As we have known in the past, females are born with a certain number of eggs and these tend to decline once they hit middle age prior to menopause. The study, that involved cancer sufferers, revealed that young females who had taken chemotherapy medication seemed to have an increase of eggs within their ovaries, versus healthy young females.

Led by Evelyn Telfer, professor, the initial goal of the research was to review ovarian biopsies to reveal why the ABVD drug does not create the same issues around fertility that are linked with other forms of chemotherapy drugs. The professor was shocked by the incredible findings that the study revealed. As Telfer notes, it was not something the team expected to see.

MSN reported that it appears that the tissue was able to create new eggs within the ovaries. She goes on to note that the belief has always been that the ovary had a fixed number of eggs and no new eggs could develop thereafter. This study seems to prove the opposite.
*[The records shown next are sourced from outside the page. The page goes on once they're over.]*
PR #7, opened 2016-07-26
Support for EC without point compression

austinmoore-:
This PR makes using point compression optional. Disabling point compression is done like so:

``` java
final AwsCrypto crypto = new AwsCrypto();
crypto.setPointCompressionEnabled(false);
```

Decryption is unaffected by point compression because BC supports both.

### DIFF
--- a/src/main/java/com/amazonaws/encryptionsdk/AwsCrypto.java
+++ b/src/main/java/com/amazonaws/encryptionsdk/AwsCrypto.java
@@ -87,6 +87,8 @@ import com.amazonaws.util.Base64;
 public class AwsCrypto {
     private static final Map<String, String> EMPTY_MAP = Collections.emptyMap();
 
+    private boolean pointCompressionEnabled_ = true;
+
     /**
      * Returns the {@link CryptoAlgorithm} to be used for encryption when none is explicitly
      * selected. Currently it is {@link CryptoAlgorithm#ALG_AES_256_GCM_IV12_TAG16_HKDF_SHA384_ECDSA_P384}.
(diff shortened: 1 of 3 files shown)


src/test/java/com/amazonawsencryptionsdk/AwsCryptoTest.java
```diff
@@ -159,6 +159,35 @@ public void encryptDecrypt() {
     }
 
     @Test
+    public void encryptDecryptPointCompressionDisabled() {
```
pravsingh: thanks for the test case. 👍

src/main/java/com/amazonaws/encryptionsdk/AwsCrypto.java
```diff
@@ -87,6 +87,8 @@
 public class AwsCrypto {
     private static final Map<String, String> EMPTY_MAP = Collections.emptyMap();
 
+    private boolean pointCompressionEnabled_ = true;
```
pravsingh: this keeps it backward compatible.

could you write a test case to ensure that the default value is always intact and is set to true?

SalusaSecondus:
I actually forgot about this PR. What is the value of this change?

bdonlan:
Currently, the [format spec](https://docs.aws.amazon.com/encryption-sdk/latest/developer-guide/message-format.html#header-aad) specifies using compressed points, and in fact both our Java and Python SDKs make use of compressed points on encrypt.

One of the goals of the encryption SDKs is to avoid format fragmentation; we want to ensure that if any compliant SDK encrypts a message, then as long as there's at least one Master Key that is usable on the decrypt side, the message can be decrypted. This means the decrypt side must always support a superset of whatever the encrypt side supports, for core format options. Introducing this as an _option_ on the encrypt side expands the set of behavior that decrypt-side implementations are _required_ to support.

I'm not sure if we accidentally support uncompressed points on decrypt currently; if we do, this is unintentional behavior and subject to change in the future; we may even want to explicitly remove support to reduce the risk that someone will take a dependency on this behavior.

I'll also note that the only time this support is useful is when, on the decrypt side, point compression is not yet implemented in platform or language libraries. In this case, it's already impossible to decrypt messages encrypted with the current released version of the library, and we thus already have format fragmentation. We'd be inclined to implement point (de)compression on the decrypt side - thus fully resolving the fragmentation issue - instead of maintaining what is essentially an incompatible, parallel data format.

For these reasons I'm afraid we can't accept this contribution; if you really want to use uncompressed points for some reason, you could write a custom `CryptoMaterialsManager` that uses an uncompressed point format, without needing to modify the core SDK (this is a new extension point added after this PR was originally opened).

PR #12, opened 2016-11-09
Address bug in encryptionContext check.

conor10:
The check should be dictated by the encryptionContext, not the provided context, as in it's existing form, if an empty context is provided, the decrypt operation would still be successful. This would bypass the point of the encryptionContext entirely.

### DIFF
--- a/src/examples/java/com/amazonaws/crypto/examples/StringExample.java
+++ b/src/examples/java/com/amazonaws/crypto/examples/StringExample.java
@@ -68,8 +68,8 @@ public class StringExample {
 
         // The SDK may add information to the encryption context, so we check to ensure
         // that all of our values are present
-        for (final Map.Entry<String, String> e : context.entrySet()) {
-            if (!e.getValue().equals(decryptResult.getEncryptionContext().get(e.getKey()))) {
+        for (final Map.Entry<String, String> e : decryptResult.getEncryptionContext().entrySet()) {
+            if (!e.getValue().equals(context.get(e.getKey()))) {
                 throw new IllegalStateException("Wrong Encryption Context!");
             }
         }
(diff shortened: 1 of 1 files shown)


src/examples/java/com/amazonaws/crypto/examples/StringExample.java
```diff
@@ -68,8 +68,8 @@ public static void main(final String[] args) {
 
         // The SDK may add information to the encryption context, so we check to ensure
         // that all of our values are present
-        for (final Map.Entry<String, String> e : context.entrySet()) {
-            if (!e.getValue().equals(decryptResult.getEncryptionContext().get(e.getKey()))) {
+        for (final Map.Entry<String, String> e : decryptResult.getEncryptionContext().entrySet()) {
+            if (!e.getValue().equals(context.get(e.getKey())) && !e.getKey().equals(Constants.EC_PUBLIC_KEY_FIELD)) {
```
pravsingh: could you please write the test case? Also whether this change is going to be backward compatible.

SalusaSecondus:
Dictating it by the encryption context in the ciphertext means that the data being checked is entirely under the control of a potential attacker (and thus less useful). Generally, when checking AAD or similar structures (such as Encryption Context) you use a locally generated "known good" value to check against.

The check as we wrote it means that you'll miss any *additional* attributes, but that you'll check all that you are aware of (which in the simple case are all that you care about).  In the other direction, they could simply omit attributes that they don't want you to check.

In the highest security cases, you ensure that every value you care about (both present and absent) is correct. This, however, is application specific and thus challenging to show in an example.

Back to the main concern though. You are correct that if a developer passes in an empty encryption context to this method that all encryption contexts will be accepted. However, we can generally assume that it is harder for an attacker to change the logical flow of the program than to provide a ciphertext with different (and unexpected) encryption context. So, this is the safer of the two options.

bdonlan:
We could consider masking SDK-internal context keys from caller code, but that's also a breaking change.

Since we want to reserve the right to add additional SDK internal context keys in the future, I'm inclined to keep the current logic.

PR #26, opened 2017-09-13
Add data key caching examples

juneb:


src/examples/java/com/amazonaws/crypto/examples/DataKeyCaching/SimpleDataKeyCachingExample.java
```diff
@@ -0,0 +1,79 @@
...
+ * specific language governing permissions and limitations under the License.
+ */
+
+
+import java.nio.charset.StandardCharsets;
+import java.util.Collections;
+import java.util.Map;
+import java.util.concurrent.TimeUnit;
+
+import javax.xml.bind.DatatypeConverter;
```
bdonlan: Stray import? This one will cause issues on Java 9 in particular.

src/examples/java/com/amazonaws/crypto/examples/DataKeyCaching/cloudformation-template.yaml
```diff
@@ -0,0 +1,221 @@
+Parameters:
```
bdonlan: burying this file under a deep path where people are probably only expecting java source is probably less than ideal

src/examples/java/com/amazonaws/crypto/examples/DataKeyCaching/SimpleDataKeyCachingExample.java
```diff
@@ -0,0 +1,79 @@
...
+        byte[] myData = "My plaintext data".getBytes(StandardCharsets.UTF_8);
+
+        // Encryption context
+        final Map<String, String> encryptionContext = Collections.singletonMap("purpose", "test");
+
+        // Create a master key provider
+        MasterKeyProvider<KmsMasterKey> keyProvider = new KmsMasterKeyProvider(kmsCmkArn);
+
+        // Create a cache
+        CryptoMaterialsCache cache = new LocalCryptoMaterialsCache(cacheCapacity);
```
bdonlan: This cache is not very helpful, since it's only being used for a single request. This needs to be refactored to keep the caching CMM around across multiple requests.

src/examples/java/com/amazonaws/crypto/examples/DataKeyCaching/LambdaDecryptAndWrite.java
```diff
@@ -0,0 +1,89 @@
...
+import com.amazonaws.services.lambda.runtime.events.KinesisEvent.KinesisEventRecord;
+import com.amazonaws.util.BinaryUtils;
+
+/**
+ * Decrypts all incoming Kinesis records and writes records to DynamoDB.
+ */
+public class LambdaDecryptAndWrite {
+    private static final long MAX_ENTRY_AGE_MILLISECONDS = 600000;
+    private static final int MAX_CACHE_ENTRIES = 100;
+    private CachingCryptoMaterialsManager cachingMaterialsManager_;
```
pravsingh: what kind of naming convention it is which ends with '_'?
never heard of such anywhere else. May be I'm not aware of the convention in this repo but curious to know.
thanks

src/examples/java/com/amazonaws/crypto/examples/DataKeyCaching/LambdaDecryptAndWrite.java
```diff
@@ -0,0 +1,89 @@
...
+    private AwsCrypto crypto_;
+    private Table table_;
+
+    /**
+     * Because the cache is used only for decryption, the code doesn't set
+     * the max bytes or max message security thresholds that are are enforced
+     * only on on data keys used for encryption.  
+     */
+    public LambdaDecryptAndWrite() {
+    	String cmkArn = System.getenv("CMK_ARN");
```
pravsingh: do we have a centralized class defining constants? e.g. CMK_ARN

src/examples/java/com/amazonaws/crypto/examples/DataKeyCaching/LambdaDecryptAndWrite.java
```diff
@@ -0,0 +1,89 @@
...
+ * Licensed under the Apache License, Version 2.0 (the "License"). You may not use this file except
+ * in compliance with the License. A copy of the License is located at
+ *
+ * http://aws.amazon.com/apache2.0
+ *
+ * or in the "license" file accompanying this file. This file is distributed on an "AS IS" BASIS,
+ * WITHOUT WARRANTIES OR CONDITIONS OF ANY KIND, either express or implied. See the License for the
+ * specific language governing permissions and limitations under the License.
+ */
+package com.amazonaws.crypto.examples.kinesisdatakeycaching;
```
pravsingh: should examples (anything inside com.amazonaws.crypto.examples package) go in src/test or totally new maven module?
Not a good idea to keep example code in final sdk code. It can be separate for references purposes.
This gives flexibility on users choosing what to add as a dependency.

being 'examples', it gives future developers an idea of keeping test codes, utils or some insecured code or doing unwanted logging which could reveal more than we expect.

thoughts?

src/examples/java/com/amazonaws/crypto/examples/DataKeyCaching/LambdaDecryptAndWrite.java
```diff
@@ -0,0 +1,89 @@
...
+import com.amazonaws.encryptionsdk.caching.CachingCryptoMaterialsManager;
+import com.amazonaws.encryptionsdk.caching.LocalCryptoMaterialsCache;
+import com.amazonaws.encryptionsdk.kms.KmsMasterKey;
+import com.amazonaws.encryptionsdk.kms.KmsMasterKeyProvider;
+import com.amazonaws.services.dynamodbv2.AmazonDynamoDBClientBuilder;
+import com.amazonaws.services.dynamodbv2.document.DynamoDB;
+import com.amazonaws.services.dynamodbv2.document.Item;
+import com.amazonaws.services.dynamodbv2.document.Table;
+import com.amazonaws.services.lambda.runtime.Context;
+import com.amazonaws.services.lambda.runtime.events.KinesisEvent;
```
pravsingh: why are we gluing it with a specific caching solution e.g. Kinesis and why can't we have provider mechanism so that users can choose the caching solution they use?

src/examples/java/com/amazonaws/crypto/examples/DataKeyCaching/cloudformation-template.yaml
```diff
@@ -0,0 +1,221 @@
...
+                                Resource: !Sub arn:aws:kinesis:${AWS::Region}:${AWS::AccountId}:stream/${InputStream}
+    JavaLambdaFunction:
+        Type: AWS::Lambda::Function
+        Properties:
+            Description: Java consumer
+            Runtime: java8
+            MemorySize: 512
+            Timeout: 90
+            Role: !GetAtt JavaLambdaRole.Arn
+            Handler: com.amazonaws.crypto.examples.kinesisdatakeycaching.LambdaDecryptAndWrite::handleRequest
```
pravsingh: Kinesis with Lambda should be separate maven module.
Shouldn't add dependency on Kinesis to existing applications which don't use these services.

src/examples/java/com/amazonaws/crypto/examples/DataKeyCaching/LambdaDecryptAndWrite.java
bdonlan: This is a good point. We should probably move this stuff into a different repository and just reference it from README.md.

src/examples/java/com/amazonaws/crypto/examples/DataKeyCaching/LambdaDecryptAndWrite.java
bdonlan: It's the convention used in a lot of the code in the repo. It's debatable whether it should be used (I don't much care for it personally) but until that debate happens and the existing code reformatted, consistency with existing code is generally a good thing.

src/examples/java/com/amazonaws/crypto/examples/DataKeyCaching/cloudformation-template.yaml
bdonlan: Note that this is the example from the docs: http://docs.aws.amazon.com/encryption-sdk/latest/developer-guide/sample-cache-example-java.html

Kinesis is shown as a motivating example of where you might want to use the caching feature.

WesleyRosenblum:
Data key caching examples have been added to the keyring branch.

Issue #29, opened 2017-09-15
estimateCiphertextSize is not cached


bdonlan:
estimateCiphertextSize doesn't pass plaintext size down to the CMM, so the cache is always bypassed.

PR #30, opened 2017-09-16
Make estimateCiphertextSize work with cached keys

bdonlan:
estimateCiphertextSize was not passing a plaintext size down to the CMM, so the
caching CMM assumed that a streaming encryption of unknown size was being
performed, and bypassed the cache entirely.

This change passes a plaintext size of zero instead to allow cached keys to be
used; since we don't actually encrypt any data it's safe to not consume any of
the byte limit.

Note that this may not behave quite right if the CMM does more clever things
with plaintext size. In general we should probably resolve this by moving
estimateCiphertextSize over to the Cipher*Stream objects instead, where it can
know the actual DataKeys in use instead of hoping they're reasonably
consistently sized.

Fixes: #29


mattsb42-aws:
LGTM. I also checked the Python client to verify, and this issue is not present there due to the way that ciphertext size estimation is implemented.

https://github.com/awslabs/aws-encryption-sdk-python/blob/master/src/aws_encryption_sdk/streaming_client.py#L375

Issue #32, opened 2017-09-19
refactor examples into its own module


pravsingh:
per conversation at https://github.com/awslabs/aws-encryption-sdk-java/pull/6#discussion_r139338345, creating this issue.

```bash
aws-encryption-sdk-java\
->    pom.xml   //artifact name for this can be aws-encryption-sdk-java-parent
->    aws-encryption-sdk-java-core
        -> pom.xml, src   //this generates aws-encryption-sdk-java artifact
->    aws-encryption-sdk-java-examples
       -> pom.xml, src  //this generates aws-encryption-sdk-java-examples artifact
```

Guys put your feedbacks/proposals in the comments section.

PR #33, opened 2017-09-20
separate module for examples

pravsingh:
Ref: https://github.com/awslabs/aws-encryption-sdk-java/issues/32

Please review. I'll incorporate your feedbacks in my next commit.

FYI @bdonlan


bdonlan:
Unfortunately it looks like this branch currently conflicts and can't be merged. There are also some other changes in e.g. PR #40 that will touch those same files soon, so it's best not to rebase just yet.

That being said, I'm thinking the better approach here would be to move them off to a separate repo - I don't want to have the version number in multiple places and add more levels of directories to the source tree if we can avoid it. I'll look into getting a new repo set up on our side.

bdonlan:
Closing this PR for now, we'll track the progress in #32 until we can finish setting up the new examples repo.

PR #34, opened 2017-09-20
Switch to supported ClientConfiguration.withUserAgentSuffix

SalusaSecondus:
The previously method to append user-agent information (`request.getRequestClientOptions().appendUserAgent()`) really is an internal method and we should avoid using it if possible. Now that `ClientConfiguration` supports `withUserAgentSuffix()`, we're switching to it.

Modification to .gitignore is to help it work better in my workspace.

### DIFF
--- a/src/main/java/com/amazonaws/encryptionsdk/kms/KmsMasterKeyProvider.java
+++ b/src/main/java/com/amazonaws/encryptionsdk/kms/KmsMasterKeyProvider.java
@@ -32,6 +32,7 @@ import com.amazonaws.encryptionsdk.MasterKeyRequest;
 import com.amazonaws.encryptionsdk.exception.AwsCryptoException;
 import com.amazonaws.encryptionsdk.exception.NoSuchMasterKeyException;
 import com.amazonaws.encryptionsdk.exception.UnsupportedProviderException;
+import com.amazonaws.encryptionsdk.internal.VersionInfo;
 import com.amazonaws.internal.StaticCredentialsProvider;
 import com.amazonaws.regions.Region;
 import com.amazonaws.regions.Regions;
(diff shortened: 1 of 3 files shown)


mattsb42-aws:
Looks good to me, but I'll hold off on a more experienced Java eye before pulling.

src/main/java/com/amazonaws/encryptionsdk/kms/KmsMasterKeyProvider.java
```diff
@@ -110,7 +113,10 @@ public KmsMasterKeyProvider(final AWSCredentialsProvider creds) {
      */
     public KmsMasterKeyProvider(final AWSCredentialsProvider creds, final Region region,
             final ClientConfiguration clientConfiguration, final String keyId) {
-        this(new AWSKMSClient(creds, clientConfiguration), region, Collections.singletonList(keyId));
+        this(
+            new AWSKMSClient(creds, clientConfiguration.withUserAgentSuffix(VersionInfo.USER_AGENT)),
```
bdonlan: Doesn't this modify the passed-in ClientConfiguration?

src/main/java/com/amazonaws/encryptionsdk/kms/KmsMasterKeyProvider.java
```diff
@@ -119,7 +125,10 @@ public KmsMasterKeyProvider(final AWSCredentialsProvider creds, final Region reg
      */
     public KmsMasterKeyProvider(final AWSCredentialsProvider creds, final Region region,
             final ClientConfiguration clientConfiguration, final List<String> keyIds) {
-        this(new AWSKMSClient(creds, clientConfiguration), region, keyIds);
+        this(
+            new AWSKMSClient(creds, clientConfiguration.withUserAgentSuffix(VersionInfo.USER_AGENT)),
```
bdonlan: Same here

SalusaSecondus: I'll fix this.

PR #44, opened 2017-12-05
Restore logic to set UA suffixes

bdonlan:
The logic to set the UA suffix to include the SDK version was dropped as part of the new builder refactoring. This change restores it.

Also included is a minor fix to a test (this didn't break anything but should be fixed out of general tidiness).

### DIFF
--- a/src/main/java/com/amazonaws/encryptionsdk/kms/KmsMasterKey.java
+++ b/src/main/java/com/amazonaws/encryptionsdk/kms/KmsMasterKey.java
@@ -23,6 +23,7 @@ import java.util.List;
 import java.util.Map;
 
 import com.amazonaws.AmazonServiceException;
+import com.amazonaws.AmazonWebServiceRequest;
 import com.amazonaws.auth.AWSCredentials;
 import com.amazonaws.auth.AWSCredentialsProvider;
 import com.amazonaws.encryptionsdk.AwsCrypto;
@@ -33,6 +34,7 @@ import com.amazonaws.encryptionsdk.MasterKey;
 import com.amazonaws.encryptionsdk.MasterKeyProvider;
 import com.amazonaws.encryptionsdk.exception.AwsCryptoException;
 import com.amazonaws.encryptionsdk.exception.UnsupportedProviderException;
+import com.amazonaws.encryptionsdk.internal.VersionInfo;
 import com.amazonaws.services.kms.AWSKMS;
 import com.amazonaws.services.kms.model.DecryptRequest;
 import com.amazonaws.services.kms.model.DecryptResult;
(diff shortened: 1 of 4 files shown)


src/main/java/com/amazonaws/encryptionsdk/kms/KmsMasterKey.java
```diff
@@ -51,6 +57,75 @@
...
+
+    private final String userAgent_;
+
+    static {
+        Field clientConfiguration = null;
+        try {
+            clientConfiguration = AmazonWebServiceClient.class.getDeclaredField("clientConfiguration");
+            clientConfiguration.setAccessible(true);
+        } catch (Throwable t) {
+            // Incompatible SDK change, we'll leave the Field null. Later we'll just replace the entire UA.
```
SalusaSecondus: Please set `clientConfiguration` to `null` in this catch block.

src/main/java/com/amazonaws/encryptionsdk/kms/KmsMasterKey.java
```diff
@@ -51,6 +57,75 @@
...
+        }
+
+        f_clientConfiguration = clientConfiguration;
+    }
+
+    private static String getOriginalUserAgent(AWSKMS kms) {
+        try {
+            ClientConfiguration clientConfiguration = null;
+            if (kms instanceof AWSKMSClient) {
+                clientConfiguration = (ClientConfiguration)f_clientConfiguration.get(kms);
```
SalusaSecondus: What if `f_clientConfiguration == null`?

NitPick: I know we don't do it everywhere, but I much prefer a space after a cast.

src/main/java/com/amazonaws/encryptionsdk/kms/KmsMasterKey.java
```diff
@@ -51,6 +57,75 @@
...
+
+                if (suffix == null) {
+                    suffix = "";
+                }
+
+                return prefix + suffix;
+            }
+        } catch (Throwable t) {
+            // fall through
+            // note: Throwable catch is required because we are calling invokeExact
```
SalusaSecondus: This is no longer accurate. Please fix the comment and the catch-block.

src/main/java/com/amazonaws/encryptionsdk/kms/KmsMasterKey.java
```diff
@@ -51,6 +57,75 @@
...
+
+    private static String getUserAgent(AWSKMS kms) {
+        String ua;
+        String baseUserAgent = getOriginalUserAgent(kms);
+
+        if (baseUserAgent == null) {
+            // The internal SDK fields we use to extract the base user agent are missing. We'll override the UA entirely.
+            ua = VersionInfo.USER_AGENT;
+        } else if (baseUserAgent.isEmpty()) {
+            // We need to ensure we don't start with an whitespace character as this breaks client-side signing logic.
```
SalusaSecondus: Where do we ensure this? Not here, so the comment here isn't the right place.

bdonlan:
After discussion with the Java SDK folks, I found a simpler way to update the UA. The appendUserAgent API is documented as internal but they say we should be fine to use it.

Despite this finding, the study team does note that more research is needed around ABVD, and the treatment will not be offered right away.

Which may be a good thing, since there are those who are skeptical about the study, including a professor of obstetrics and gynecology, Nick Macklon, University of Southampton who noted that this research is quite controversial. He goes on to state that there is a bit of a worry that clinicians might be quick to grab anything that may better IVF. He goes on to say that at this stage, there is no evidence that these medications can better the odds for people who may be experiencing a reduced response to the medication.

While more research is needed either way, the study had revealed one thing: a woman’s ovaries are complicated.

Kenny Rodriguez-Wallberg, University Hospital in Stockholm chimed into the discussion around the study stating that the results could pave the way for creating new treatments around fertility issues or potentially extend the span of a female reproductive system via renewing the ovaries with new follicles. He goes on to state that the organ is certainly more versatile and complex than what has been known in the past, with an ability for replenishment.